> **ACTION ITEM**:
Please count the lines in the entries below that include the word "fixtures", and give only the number.

Stored data entries:
- Opening Delimiter -

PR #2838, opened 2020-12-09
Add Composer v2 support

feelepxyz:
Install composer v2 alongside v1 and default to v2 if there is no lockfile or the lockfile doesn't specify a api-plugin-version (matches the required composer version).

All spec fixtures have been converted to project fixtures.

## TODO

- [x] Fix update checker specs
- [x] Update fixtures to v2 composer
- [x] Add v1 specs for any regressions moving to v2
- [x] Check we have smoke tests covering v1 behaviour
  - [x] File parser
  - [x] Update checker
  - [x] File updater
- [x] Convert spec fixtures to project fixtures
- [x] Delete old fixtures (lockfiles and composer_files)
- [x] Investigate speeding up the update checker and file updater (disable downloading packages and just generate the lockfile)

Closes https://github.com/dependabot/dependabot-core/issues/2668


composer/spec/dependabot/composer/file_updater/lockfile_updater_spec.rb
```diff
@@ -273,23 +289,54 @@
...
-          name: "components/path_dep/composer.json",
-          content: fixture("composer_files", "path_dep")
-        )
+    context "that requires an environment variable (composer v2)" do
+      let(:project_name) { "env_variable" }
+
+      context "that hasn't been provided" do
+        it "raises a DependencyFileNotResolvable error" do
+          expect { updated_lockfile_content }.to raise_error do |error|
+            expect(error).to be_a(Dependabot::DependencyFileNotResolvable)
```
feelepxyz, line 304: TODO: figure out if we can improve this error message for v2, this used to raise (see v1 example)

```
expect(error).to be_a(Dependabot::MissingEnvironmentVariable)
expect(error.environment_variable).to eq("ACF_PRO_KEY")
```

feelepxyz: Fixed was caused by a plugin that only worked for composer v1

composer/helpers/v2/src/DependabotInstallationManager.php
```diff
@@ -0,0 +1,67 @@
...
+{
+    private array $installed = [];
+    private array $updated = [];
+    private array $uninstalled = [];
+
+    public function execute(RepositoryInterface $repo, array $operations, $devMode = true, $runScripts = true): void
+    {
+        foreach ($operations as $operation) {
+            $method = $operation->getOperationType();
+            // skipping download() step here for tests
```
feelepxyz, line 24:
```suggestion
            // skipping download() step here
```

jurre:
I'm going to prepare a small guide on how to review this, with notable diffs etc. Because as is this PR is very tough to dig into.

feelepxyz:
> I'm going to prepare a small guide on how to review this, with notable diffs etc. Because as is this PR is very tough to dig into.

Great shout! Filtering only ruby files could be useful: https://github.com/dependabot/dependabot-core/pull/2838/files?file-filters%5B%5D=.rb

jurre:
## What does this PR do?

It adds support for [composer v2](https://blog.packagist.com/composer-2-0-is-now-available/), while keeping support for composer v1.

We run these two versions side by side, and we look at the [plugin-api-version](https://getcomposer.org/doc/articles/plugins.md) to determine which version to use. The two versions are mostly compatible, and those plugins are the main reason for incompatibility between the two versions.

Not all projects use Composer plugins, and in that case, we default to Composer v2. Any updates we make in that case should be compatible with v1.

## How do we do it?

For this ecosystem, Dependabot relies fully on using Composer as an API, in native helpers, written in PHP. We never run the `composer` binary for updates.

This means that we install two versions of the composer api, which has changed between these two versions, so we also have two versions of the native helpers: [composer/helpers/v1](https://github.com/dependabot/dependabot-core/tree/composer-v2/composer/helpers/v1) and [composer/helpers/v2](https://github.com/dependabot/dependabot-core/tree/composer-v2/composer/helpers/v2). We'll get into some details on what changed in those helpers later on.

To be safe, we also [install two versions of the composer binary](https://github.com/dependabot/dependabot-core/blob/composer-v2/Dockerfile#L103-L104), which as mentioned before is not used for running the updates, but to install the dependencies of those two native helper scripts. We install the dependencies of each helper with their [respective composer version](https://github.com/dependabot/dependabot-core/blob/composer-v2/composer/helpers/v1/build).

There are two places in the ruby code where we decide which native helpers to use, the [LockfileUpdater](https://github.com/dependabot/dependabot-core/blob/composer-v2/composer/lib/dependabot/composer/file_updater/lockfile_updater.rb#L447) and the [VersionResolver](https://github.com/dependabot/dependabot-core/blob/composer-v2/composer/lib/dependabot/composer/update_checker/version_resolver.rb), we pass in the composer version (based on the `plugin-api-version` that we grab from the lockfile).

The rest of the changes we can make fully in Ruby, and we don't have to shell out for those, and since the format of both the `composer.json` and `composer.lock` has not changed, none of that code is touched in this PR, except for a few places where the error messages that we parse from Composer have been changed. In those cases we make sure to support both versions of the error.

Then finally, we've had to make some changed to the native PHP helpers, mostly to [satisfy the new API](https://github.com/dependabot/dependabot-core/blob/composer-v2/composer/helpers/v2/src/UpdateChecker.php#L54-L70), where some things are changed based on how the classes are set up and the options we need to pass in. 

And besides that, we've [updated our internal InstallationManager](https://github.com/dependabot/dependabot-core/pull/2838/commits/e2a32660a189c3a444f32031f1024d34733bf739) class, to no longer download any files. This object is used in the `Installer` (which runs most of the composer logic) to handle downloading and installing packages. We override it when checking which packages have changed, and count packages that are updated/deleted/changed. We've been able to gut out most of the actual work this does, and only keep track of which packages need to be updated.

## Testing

- Closing Delimiter -
- Opening Delimiter -

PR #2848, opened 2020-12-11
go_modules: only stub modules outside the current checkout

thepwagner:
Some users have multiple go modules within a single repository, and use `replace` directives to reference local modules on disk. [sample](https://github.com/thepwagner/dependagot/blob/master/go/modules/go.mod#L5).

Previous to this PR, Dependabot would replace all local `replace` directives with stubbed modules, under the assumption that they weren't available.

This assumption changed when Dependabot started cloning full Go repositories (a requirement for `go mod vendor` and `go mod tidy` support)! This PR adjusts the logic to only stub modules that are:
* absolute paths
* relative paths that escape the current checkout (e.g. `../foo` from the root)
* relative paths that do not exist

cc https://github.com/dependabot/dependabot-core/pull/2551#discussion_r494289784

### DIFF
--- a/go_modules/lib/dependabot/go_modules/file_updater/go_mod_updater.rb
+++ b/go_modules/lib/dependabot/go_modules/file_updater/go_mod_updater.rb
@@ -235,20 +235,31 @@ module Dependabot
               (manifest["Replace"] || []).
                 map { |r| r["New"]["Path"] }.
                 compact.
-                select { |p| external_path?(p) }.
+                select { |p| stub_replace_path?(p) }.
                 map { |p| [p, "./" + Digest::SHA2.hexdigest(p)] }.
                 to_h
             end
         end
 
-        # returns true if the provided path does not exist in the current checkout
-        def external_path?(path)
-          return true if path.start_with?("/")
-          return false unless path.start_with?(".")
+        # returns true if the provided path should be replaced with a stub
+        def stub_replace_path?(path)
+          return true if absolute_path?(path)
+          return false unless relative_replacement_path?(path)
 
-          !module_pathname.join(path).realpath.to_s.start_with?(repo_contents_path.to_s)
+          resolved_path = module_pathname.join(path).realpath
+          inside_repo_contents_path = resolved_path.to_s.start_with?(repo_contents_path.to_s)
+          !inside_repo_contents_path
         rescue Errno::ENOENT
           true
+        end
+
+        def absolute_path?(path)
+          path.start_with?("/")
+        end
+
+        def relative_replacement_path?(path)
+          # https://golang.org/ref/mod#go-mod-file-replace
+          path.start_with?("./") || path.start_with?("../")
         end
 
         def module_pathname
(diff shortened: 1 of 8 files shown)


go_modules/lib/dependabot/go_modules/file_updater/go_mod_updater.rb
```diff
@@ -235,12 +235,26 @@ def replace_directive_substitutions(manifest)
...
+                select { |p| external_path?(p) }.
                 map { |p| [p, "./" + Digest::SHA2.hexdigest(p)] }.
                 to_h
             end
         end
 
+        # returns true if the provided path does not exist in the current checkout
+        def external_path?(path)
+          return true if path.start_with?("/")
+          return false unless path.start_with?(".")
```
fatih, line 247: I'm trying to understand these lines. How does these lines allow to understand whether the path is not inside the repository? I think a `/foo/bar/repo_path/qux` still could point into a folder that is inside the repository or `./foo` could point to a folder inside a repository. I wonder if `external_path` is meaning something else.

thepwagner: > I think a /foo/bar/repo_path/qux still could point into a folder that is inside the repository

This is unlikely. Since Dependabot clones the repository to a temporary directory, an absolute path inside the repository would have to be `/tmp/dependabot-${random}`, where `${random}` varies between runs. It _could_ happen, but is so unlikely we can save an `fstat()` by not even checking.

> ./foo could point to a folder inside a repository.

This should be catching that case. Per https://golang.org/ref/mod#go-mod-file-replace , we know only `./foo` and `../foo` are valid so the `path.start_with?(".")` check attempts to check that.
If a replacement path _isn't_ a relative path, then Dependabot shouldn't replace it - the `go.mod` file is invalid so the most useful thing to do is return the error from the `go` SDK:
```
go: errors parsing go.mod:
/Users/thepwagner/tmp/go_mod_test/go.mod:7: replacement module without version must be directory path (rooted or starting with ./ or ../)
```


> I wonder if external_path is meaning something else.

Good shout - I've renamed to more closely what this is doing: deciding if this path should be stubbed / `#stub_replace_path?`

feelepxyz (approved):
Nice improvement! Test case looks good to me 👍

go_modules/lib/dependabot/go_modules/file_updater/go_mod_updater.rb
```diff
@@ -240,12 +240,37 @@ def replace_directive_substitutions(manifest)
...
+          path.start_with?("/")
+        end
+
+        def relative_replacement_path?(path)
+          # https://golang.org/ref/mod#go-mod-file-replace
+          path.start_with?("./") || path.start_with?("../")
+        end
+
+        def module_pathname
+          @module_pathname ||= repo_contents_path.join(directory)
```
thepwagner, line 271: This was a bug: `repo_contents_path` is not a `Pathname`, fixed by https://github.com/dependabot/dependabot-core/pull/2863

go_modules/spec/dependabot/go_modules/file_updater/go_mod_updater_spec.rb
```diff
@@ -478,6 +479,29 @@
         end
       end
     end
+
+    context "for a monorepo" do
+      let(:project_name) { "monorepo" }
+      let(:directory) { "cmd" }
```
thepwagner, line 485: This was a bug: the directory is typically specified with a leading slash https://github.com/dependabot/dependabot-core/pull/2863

- Closing Delimiter -

> **COMPLETED TASK**:
4